Hooks receive fixed parameters (actor, name, data), but often need context about the current request (which client is calling, session info, etc.). ActingWeb provides a runtime context system to solve this:

from actingweb.runtime_context import RuntimeContext, get_client_info_from_context

@app.action_hook("search")
def handle_search(actor, action_name, data):
    # Get client information for customization
    client_info = get_client_info_from_context(actor)
    if client_info:
        client_type = client_info["type"]  # "mcp", "oauth2", "web"
        client_name = client_info["name"]  # "Claude", "ChatGPT", etc.

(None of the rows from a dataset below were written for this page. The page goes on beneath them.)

PR #1099, opened 2025-02-05
feat(marketplace): persistent availabilities

2-towns:
Closes https://github.com/codex-storage/nim-codex/issues/467


codex/rest/api.nim
```diff
@@ -49,6 +49,31 @@ logScope:
...
+    let requestEnds = allReservations.mapIt(await market.getRequestEnd(it.requestId))
+
+    if len(requestEnds) == 0:
+      return success(0.SecondsSince1970)
+
+    return success(requestEnds.max)
+  except CancelledError, CatchableError:
+    error "Error when trying to get longest request end",
+      error = getCurrentExceptionMsg()
+    return failure("Cannot retrieve the request dates")
```
emizzle, line 75: 🔴  Swallowing `CancelledError` here will prevent cancellation propagation.

```suggestion
  except CancelledError as e:
    raise e
  except CatchableError as e:
    error "Error when trying to get longest request end",
      error = e.msg
    return failure("Cannot retrieve the request dates: " & e.msg)
```

codex/rest/api.nim
```diff
@@ -556,6 +593,26 @@ proc initSalesApi(node: CodexNodeRef, router: var RestRouter) =
...
         availability.totalCollateral = totalCollateral
 
+      if until =? restAv.until:
+        if until < 0:
+          return RestApiResponse.error(
+            Http400, "Until parameter must be greater or equal 0. Got: " & $until
+          )
+
+        without longestRequestEnd =? (await node.getLongestRequestEnd(id)).catch, err:
+          return RestApiResponse.error(Http500, err.msg)
```
emizzle, line 603: 🔴  Avoid using `await` and `catch` together as this swallow cancellations. See the [discord message](https://discord.com/channels/895609329053474826/1168926478180810903/1339174136290873356) for reasoning and alternative options.
🟡  Just a suggestion, and more verbose, but you could try to distinguish known errors and return more accurate http error codes, eg 
```nim
try:
  without longestRequestEnd =? (await node.getLongestRequestEnd(id)), err:
    if err of NotExistError:
       return RestApiResponse.error(Http404, err.msg)
    else:
       return RestApiResponse.error(Http500, err.msg)
except CancelledError as e:
  raise e
```
(probably more trouble than it's worth)

emizzle (changes requested):
Looking good, but i think there's a few things that need to be addressed:

1. validate `until` value in `updateAvailability` instead of in rest api
2. do not swallow `CancelledError` in `getLongestRequestEnd` (might need to move this into reservations module due to #1 (above))
3. `await` + `catch`

codex/rest/api.nim
2-towns: Okay I will change this. 

So from what I understand, `CancelledError` is an error (or exception) like other errors in Nim, but it is used to cancel a `Future`. So when it is raised, it should be propagated to stop that `Future` but it should not be logged as an error because it is the result of a cancellation and not an error. Am I right ?

codex/sales/reservations.nim
```diff
@@ -268,18 +280,8 @@ proc updateAvailability(
...
-        # certainty, that nothing will be raised
-        try:
-          await onAvailabilityAdded(obj)
-        except CancelledError as e:
-          raise e
-        except CatchableError as e:
-          # we don't have any insight into types of exceptions that
-          # `onAvailabilityAdded` can raise because it is caller-defined
-          warn "Unknown error during 'onAvailabilityAdded' callback", error = e.msg
+      if obj.enabled and onAvailabilityAdded =? self.onAvailabilityAdded:
```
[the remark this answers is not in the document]
2-towns: The problem with the `until` validation is you need to check that a running request doesn't end after the `until` date. And this information has to be retrieved from the contracts with `getRequestEnd`.

codex/rest/api.nim
2-towns: Okay, I totally agree with you in principle.

But in that specific case, is it a problem?

In your example, we would not raise a CancelledError, we would still return a RestApiResponse.error(Http500, err.msg), wouldn't we?

codex/rest/api.nim
emizzle: Yes that's correct. In most cases, the error should be propagated. The most common case where it should not be propagated is when a Future is asyncSpawned. In the case, cancelling that Future will raise a Defect.

codex/rest/api.nim
emizzle: There may be a reason for a cancellation to be propagated in presto and presto may have a way of handling it in relation to current requests 🤷‍♂️ , so my assumption would be to propagate a cancellation here and not turn it into an error. I could be wrong. But if, for example, presto gets a stop signal externally and it cancels any ongoing operations, perhaps the cancellation should be propagated or else risk a non-graceful termination. In practice, I could see something like an integration test failing for some reason and then shutting down the nodes in the middle of a REST api call, you may see a "future operation cancelled" error in the logs AFTER shutdown has already occurred.

codex/sales/reservations.nim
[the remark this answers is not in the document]
emizzle: Good point. I think in this case, we could set a `requestEnd` or `validUntil` property on the Reservation during creation, and then use that value here. This is somewhat inline with the idea we discussed a while back about persisting Request info on the Reservation. Wdyt?

codex/rest/api.nim
2-towns: Yeah but I don't think presto is taking care of that. 

From what I saw, it is just re-raising the `CancelledError` hoping someone will manage it: 

https://github.com/status-im/nim-presto/blob/3ccb356220b70f7d9eb0fbd58b674c4080f78014/presto/route.nim#L82-L85

codex/sales/reservations.nim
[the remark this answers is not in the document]
2-towns: Okay so when the user will try to update the `until` date, we will loop over each reservations and compare the `until` date with the `validUntil`. Sounds good.

codex/rest/api.nim
emizzle: Right, so CancelledError is re-raised, effectively propagated the cancellation, and so we wouldn't want to interfere with the cancellation propagation by swallowing the CancelledError.

tests/codex/sales/testreservations.nim
```diff
@@ -323,6 +392,41 @@ asyncchecksuite "Reservations module":
...
+    let found = await reservations.findAvailability(
+      availability.freeSize, availability.duration,
+      availability.minPricePerBytePerSecond, collateralPerByte,
+    )
+
+    check found.isNone
+
+  test "finds an availability when the until date is after the duration":
+    let example = Availability.example(collateralPerByte)
+    let until = getTime().toUnix() + cast[int64](example.duration)
```
emizzle, line 407: 🟡  Just a suggestion
```suggestion
    let until = getTime().toUnix() + example.duration.int64
```

tests/codex/sales/testreservations.nim
```diff
@@ -259,6 +268,48 @@ asyncchecksuite "Reservations module":
...
+  test "update an availability fails when trying set until with a negative value":
+    let until = getTime().toUnix()
+    let availability = createAvailability(until = until)
+
+    availability.until = -1
+
+    let result = await reservations.update(availability)
+    check result.isErr
+    check result.error of UntilOutOfBoundsError
+
```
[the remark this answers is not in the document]
emizzle: Ok I see you added one in `testsales` 👍

tests/codex/sales/testsales.nim
```diff
@@ -416,6 +420,41 @@ asyncchecksuite "Sales":
...
+    check wasIgnored()
+
+  test "ignores request when availability was disabled after the request storage is created":
+    createAvailability(enabled = true)
+    await market.requestStorage(request)
+
+    availability.enabled = false
+    discard await reservations.update(availability)
+
+    check wasIgnored()
```
emizzle, line 435: I'm curious why this works. When the request is made, that should trigger subscription callbacks in the sales module, which should then trigger the Sales statemachine workflow where a Reservation is created. But that's not happening here. Is it a timing issue that makes it work where the availability is updated quick enough before the statemachine is run?

tests/integration/testmarketplace.nim
```diff
@@ -123,6 +125,52 @@ marketplacesuite "Marketplace":
       timeout = 10 * 1000, # give client a bit of time to withdraw its funds
     )
 
+  test "returns an error when trying to update the until date before an existing a request is finished",
```
emizzle, line 128: 🟡  It feels like this belongs in testsales, but not a problem either way/

tests/integration/testsales.nim
```diff
@@ -53,6 +56,22 @@ multinodesuite "Sales":
     ).get
     check availability in host.getAvailabilities().get
 
+  test "creating availability fails when until is negative", salesConfig:
```
emizzle, line 59: 🟡  I feel like this might fit better in the testrestapi module

emizzle (approved):
Great job, Arnaud! Nothing block at all, just some minor comments/suggestions that aren't at all blocking, so will approve 👍

codex/sales/reservations.nim
```diff
@@ -256,78 +282,91 @@ proc updateImpl(self: Reservations, obj: SomeStorableObject): Future[?!void] {.a
...
+      # inform subscribers that Availability has been modified (with increased
+      # size)
+      if onAvailabilityAdded =? self.onAvailabilityAdded:
+        await onAvailabilityAdded(obj)
+    return res
+  except CancelledError as e:
+    raise e
+  except CatchableError as e:
+    error "Error when trying to update availability", error = e.msg
+    return failure(e)
```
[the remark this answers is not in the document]
2-towns: `self.get` is raising `CatchableError`. Here is the compilation error: 

```Error: cast[type(get(self, key, Availability))](chronosInternalRetFuture.internalChild).internalError can raise an unlisted exception: ref CatchableError```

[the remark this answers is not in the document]
Comment (2-towns) [reply codex/sales/reservations.nim:356]: Maybe we can catch the `CatchableError` in the `get` proc and return a failure. Wdyt ?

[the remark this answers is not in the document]
Comment (emizzle) [reply codex/sales/reservations.nim:349]: I believe `get` can return `GetFailedError`, or `SerializationError`, both of which inherit from `ReservationsError` (which is inherited from `CatchableError`). Sometimes the compiler does not do a good job of telling us which exceptions are being raised when having a return type of `Result[T, ref CatchableError]` (equivalent to `?!T`), and then returning a derived exception type in the failure.

File: tests/codex/sales/testsales.nim (hunk 6 above)
Comment (emizzle) [reply tests/codex/sales/testsales.nim:436]: If this test purely relies on timing, maybe we should remove it? Timing-related tests have caused issues in the past in slow CI environments. Wdyt?

File: codex/sales/reservations.nim [hunk 10]
```diff
@@ -256,78 +282,91 @@ proc updateImpl(self: Reservations, obj: SomeStorableObject): Future[?!void] {.a
...
-          (obj.totalSize - oldAvailability.totalSize).truncate(uint).NBytes
+        return res
+      else:
+        return failure(err)
+
+    if obj.until > 0:
+      without allReservations =? await self.all(Reservation, obj.id):
+        let error = newException(
+          GetFailedError,
+          "Until parameter must be greater or equal the current longest request",
```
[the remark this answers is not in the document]
2-towns: Yes it does work, I applied it.

codex/sales/reservations.nim
```diff
@@ -438,9 +486,13 @@ method createReservation*(
       )
       return failure(error)
 
-    trace "Creating reservation", availabilityId, slotSize, requestId, slotIndex
+    let validUntil =
+      times.now().utc().toTime().toUnix() + duration.truncate(SecondsSince1970)
```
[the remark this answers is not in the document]
2-towns: Yes it is I applied the change.

tests/codex/sales/testreservations.nim
2-towns: Yes I applied it. Thanks

tests/codex/sales/testsales.nim
2-towns: I agree, I will remove it.

tests/integration/testsales.nim
2-towns: Yes agree, I moved it.

codex/sales/reservations.nim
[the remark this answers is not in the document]
2-towns: Well actually, `get` proc does not raise any error (it returns it as a Result) but the problem is in `nim-datastore`, the pragma `async` don't include the `raises` element with the errors, so the compiler return a false positive by telling us the `CatchableError` is raised. I will update `nim-datastore` for the methods used by reservations in this PR and create another PR for the other methods.

tests/integration/testmarketplace.nim
2-towns: I moved it to testsales

codex/sales/reservations.nim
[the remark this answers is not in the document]
2-towns: I updated `nim-datastore` to explicitly define the errors raised, which led to the removal of the try/except block.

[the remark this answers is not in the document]
emizzle: Ah yes good point! Great find. Thanks for doing that!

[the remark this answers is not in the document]
emizzle: The reason is because: 
> old-style functions annotated with plain `async` will behave as if they had been annotated with `async: (handleException: true)`.

This is functionally equivalent to `async: (handleException: true, raises: [CatchableError])` and will, as before, remap any `Exception` that is not `Defect` into `AsyncExceptionError`, while also allowing any `CatchableError` (including `AsyncExceptionError`) to get through without compilation errors.

From https://status-im.github.io/nim-chronos/error_handling.html

AuHau (changes requested):
Generally LGTM! Thanks for pushing to the finish line what I did not manage! 🎉 This will be great improvement for UX.

There are two blockers from my side though and few other minor comments.

codex/sales/reservations.nim
```diff
@@ -70,24 +71,35 @@ type
...
+    # If set to 0, there will be no restrictions.
+    until* {.serialize.}: SecondsSince1970
 
   Reservation* = ref object
     id* {.serialize.}: ReservationId
     availabilityId* {.serialize.}: AvailabilityId
     size* {.serialize.}: uint64
     requestId* {.serialize.}: RequestId
     slotIndex* {.serialize.}: uint64
+    validUntil* {.serialize.}: SecondsSince1970
```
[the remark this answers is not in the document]
2-towns: > I am looking into what this is used for, and I guess the main use-case is for validation of the until update of Availability (eq. making sure it is not lower than the "longest until"), right? 

Yes 

> Just curious what should happen if now is after validUntil? 

I am trying to understand your question. If the current timestamp `now` is after `validUntil` that means the reservation is completed. So the reservation should be deleted at this point.

AuHau (changes requested):
Thanks for implementing the feedback! It generally LGTM, but "unfortunatelly" I have discovered one more bug, that needs fixing before I can approve ;-)

The bug is related to quite an edge-case, but IMHO still valid. It is related to the fact that `reservations.deleteReservation()` call will return "undownloaded" bytes to the availability. The edge-case bug will be present if there will be an error during the `downloading` state which will lead to calling `cleanUp`, where we will return the bytes for the whole slot using the `reservations.returnBytesToAvailability()`, but then we will also return the remaning "undownloaded" bytes, which could lead to having `freeSize > totalSize` of availability. Most probably this bug is already present in the current master, so not really related to your work, I just realised about it thanks to your PR ;-)

My suggestion is therefore remove the "returning undownloaded bytes to the availability" in the `deleteReservations` as we do not need that functionality as those bytes will be returned in the `cleanUp` with the `reservations.returnBytesToAvailability()` call.

I would ask @emizzle to double-check my thinking here though ;-)

tests/codex/sales/states/testpreparing.nim
```diff
@@ -52,6 +55,9 @@ asyncchecksuite "sales state 'preparing'":
     context.reservations = reservations
     agent = newSalesAgent(context, request.id, slotIndex, request.some)
 
+    market.requestEnds[request.id] =
+      getTime().toUnix() + cast[int64](request.ask.duration)
+
```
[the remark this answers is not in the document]
2-towns: Great point thanks. I changed to use `clock.now()`.

emizzle:
> My suggestion is therefore remove the "returning undownloaded bytes to the availability" in the deleteReservations as we do not need that functionality as those bytes will be returned in the cleanUp with the reservations.returnBytesToAvailability() call.

Yes, this is a valid point and definitely a bug. Great find! I believe the only complete way to address this would be to store the amount of released bytes in the Reservation, and then upon deletion, re-reserve those bytes before returning them to the Availability. Even with that change, there would still need to be a reconciliation between `returnBytesToAvailability` and `deleteReservation`. My best guess would be to remove `returnBytesToAvailability` completely and add the re-reservation of released bytes logic into `deleteReservation`. 

However, this highlights the complexities of accounting wrt Reservations and Availabilities. With the new RepoStore changes that removes the need to reserve/release bytes externally, we will no longer need Reservations at all. So maybe we should create an issue for this, but I would avoid spending more time on it since it will not need to be addressed once Reservations are gone. In saying that, I think we should still get this PR across the line as it is the latest evolution of Reservations/Availabilities, thoughts?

        # Customize response based on client
        if client_type == "mcp" and "claude" in client_name.lower():
            # Use Claude-optimized formatting
            return format_for_claude(results)

Context Types

  • MCP Context: Set during MCP client authentication, contains trust relationship with client metadata

  • OAuth2 Context: Set during OAuth2 authentication, contains client ID, user email, scopes

  • Web Context: Set during web requests, contains session ID, user agent, IP address

@app.action_hook("custom_action")
def custom_action(actor, action_name, data):
    runtime_context = RuntimeContext(actor)

    if runtime_context.get_request_type() == "mcp":
        mcp_context = runtime_context.get_mcp_context()
        trust_relationship = mcp_context.trust_relationship
        # Access client_name, client_version, etc.

    elif runtime_context.get_request_type() == "oauth2":
        oauth2_context = runtime_context.get_oauth2_context()
        # Access client_id, user_email, scopes

    elif runtime_context.get_request_type() == "web":
        web_context = runtime_context.get_web_context()
        # Access session_id, user_agent, ip_address

The runtime context is request-scoped and automatically managed by the framework.

Permissions

Permission checks are integrated transparently with hooks. See ActingWeb Access Control (Simple Guide) for the simple guide and ActingWeb Unified Access Control System for full details.